7. Interior Finishes -When you are absolutely certain that everything has been roughed-in properly, it is time to finish the walls, install the doors & trim, hang the cabinets, put down the hardwood flooring, install ceramic tile, and cover everything that doesn't move with either paper, plastic, or paint. This is also just about the time that you start worrying about the fact that your existing house still hasn't sold and the kids are going to have to change schools midterm. Well don't get too concerned yet. There is still a lot of work to do before you will be able to move into a completed home. After the paint, the next things to be installed are the light fixtures, counter tops, appliances, plumbing fixtures, mirrors, shower doors, security systems, door knobs, towel bars, and toilet paper holders. Most of these things will even be installed in the correct locations.

8. Exterior Finishes -While work is progressing inside, there is much to be done outside as well. Keep in mind that almost all the exterior finishes need to be designed and installed to keep out the elements and protect the main structure for as long as possible. The exterior finishes might be any combination of brick, stone, stucco, vinyl, aluminum, concrete, or wood. Before you make a final decision, you need to take into consideration the weather conditions in the area where you are building and how much time you will be able to spend on maintaining the outside of your house. How much will you really save by not using brick if you are going to have to paint every few years?

9. Landscaping -Landscaping can tie your house together with the land. Properly placed trees can help keep your house cooler in the summer and protect it from cold winter winds. The walks, patios, pool, walls, pond and plantings that make up a landscape can easily represent a sizeable expense, yet they are very important in making a new house look and feel like a home. All too often, because this is one of the last phases of the job, people forget about the importance of blending the structure with nature. Be sure to make a reasonable budget for landscaping and try very hard not to spend it on something else.
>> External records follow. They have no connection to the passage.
PR #7050, opened 2023-08-10
fix: cursor jump when hyperlink popup clicked in mobileview

Rash419:
Change-Id: I4c5f1f2923f894156f5f05382b0f54476dea8a56

* Resolves: # 
* Target version: master


eszkadev (approved):
code looks good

10. Completions -Even when you think the project is just about complete, you will still have some of the most frustrating work ahead of you -the punch out work. Replacing those two broken tiles, hiding that bad drywall seam, fixing the squeaky floor in the dining room, or getting the plumber to come back and move the powder room faucet up to the master bath, where it belongs, just seems to take forever. Most likely it won't be very long before you will need to make the switch from learning how to build your home to learning how to repair your home. In the meantime, the best advice I can offer you is to gather as much information as possible before you build and seek out the advice of a seasoned REALTOR® who can help guide you along the way!